■ **EXERCISE AIM**: A word-for-word copy of the listing that follows is required.

■ **DATASET ENTRIES**:
PR #1245, opened 2022-08-12
L2-817: Pending Sale Participation Canister Check

lmuntaner:
# Motivation

Manage edge case in case the client loses connection when participating in a decentralized sale.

■ **TASK ANSWER**:
PR #1245, opened 2022-08-12
L2-817: Pending Sale Participation Canister Check

lmuntaner:
# Motivation

Manage edge case in case the client loses connection when participating in a decentralized sale.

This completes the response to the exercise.